14      But that is not the issue here.  The issue is an objective one, basically this:  What was the reason for the ten-minute delay?  If the sergeant meant to search the vehicle from the get-go but was delayed by an objectively reasonable purpose, the search may still be considered “immediate.”  If, however, the sergeant never meant to search the car until confronted by the antics of young Herzog, then the delay was unreasonable under the circumstances.  In sum, this is the proverbial apples and oranges.  The cases cited by the State simply do not play a part in the court’s duty to find the objective facts about what happened.  We know the stop was made with probable cause.  The question is whether the arrestee’s status as a “recent occupant” had dissipated after considering the temporal and spatial facts.  In finding the objective facts, the sergeant’s intent plays a part in the determination of reasonableness.  After all, the State consistently argues in every case that Fourth Amendment jurisprudence is grounded in “reasonableness,” and that is all this is about.

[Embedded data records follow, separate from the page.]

PR #182, opened 2024-02-07
Mention  BasicSubset just once

yarikoptic:


sierra-moxon:
Thanks @yarikoptic - we should make the change in the [yaml](https://github.com/linkml/linkml-model/blob/aab9842be0e230c0040688dfc6ffa26696c97827/linkml_model/model/schema/meta.yaml#L26) file, as this python is autogenerated.

sierra-moxon (changes requested):
remove this duplication from the source yaml vs. the autogenerated python here.

sierra-moxon (approved):

PR #186, opened 2024-02-10
Remove Any range in maximum_number_dimensions

sneakers-the-rat:
Noticed that `ArrayExpression.maximum_number_dimensions` had the wrong type: https://github.com/linkml/linkml-runtime/blob/c6943e41b67c9eb24f056c6ebaea2c78a0bdf4af/linkml_runtime/linkml_model/meta.py#L2730

```python
maximum_number_dimensions: Optional[Union[dict, Anything]] = None
```

should be

```python
maximum_number_dimensions: Optional[Union[int, bool]] = None
```

looks like a `range: Anything` was left in, I'm not sure if that resolves the range generation, but it also seems like something that should be validated in the metamodel schema: `range` shouldn't be specified by itself and in an `any_of` expression

### DIFF
--- a/linkml_model/model/schema/meta.yaml
+++ b/linkml_model/model/schema/meta.yaml
@@ -1457,7 +1457,6 @@ slots:
       as a closed list and the maximum_number_dimensions is the length of the dimensions list, unless this
       value is set to False
     domain: array_expression
-    range: Anything
     any_of:
       - range: integer
         # minimum_value: 1


cmungall:
I think this needs to be left in for safety just now, to avoid non-monotonicity. The best fix here is in `gen-python` which isn't yet on a par with gen-pydantic for generating unions

sneakers-the-rat:
Not sure what you mean here, is it valid syntax to have

```yaml
range: integer
any_of: 
  - range: Anything
```

I would have figured that the syntax would be 

```yaml
any_of:
  - range: integer
  - range: Anything
```

in any case i'm not sure why `dict` is showing up there. I could take a look the dataclass generator, so if that's the correct syntax, then i could rename this issue to something like "dataclass generator incorrectly handling range and any_of: range"

cmungall:
Should be fixed in pythongen: https://github.com/linkml/linkml/issues/1813

rly:
Resolved in @linkml/ndarray-wg discussion:
`range: Anything` is overly general on purpose but the `any_of` ranges will restrict the range of `maximum_number_dimensions`. `range: Anything` is useful for monotonicity. 

The python dataclass generator should be fixed.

15      Therefore, we reverse the judgment of the trial court.  The cause is remanded with directions that the trial court make findings of fact regarding whether the sergeant decided to search the car in retaliation for Herzog’s attitude or whether the sergeant’s announcement that he was going to search the car was made without regard to any problem the sergeant may have had with Herzog’s behavior.  If the trial court finds that the sergeant was planning to search the car incident to arrest all along and was delayed only by the parents’ questions regarding bond, then the court may consider the delay to have been reasonable and may again deny the motion to suppress and reinstate the judgment.  If the trial court finds that the decision to search came as a result of Herzog’s actions, then the trial court must consider whether the resultant search was unreasonable as it was not conducted with a purpose consonant with lawful Fourth Amendment police conduct.  The trial court may, in its discretion, make such findings based on the existent transcript or may order a supplemental hearing before making the necessary findings.  After the findings have been made, the trial court is instructed to apply the historical facts to the law. 

                        By the Court.—Judgment reversed and cause remanded with directions.

            Not recommended for publication in the official reports.

 


 

 



[1]  As Justice O’Connor aptly noted in her concurrence, the state of the law in this area is such that lower court decisions seem now to treat the ability to search a vehicle incident to arrest of a recent occupant as a police entitlement rather than an exception justified only as a means to find weapons the arrestee might use or evidence he might conceal or destroy.  See Thornton v. United States, 541 U.S. 615, 624 (2004) (O’Connor, J., concurring).  We agree with this observation.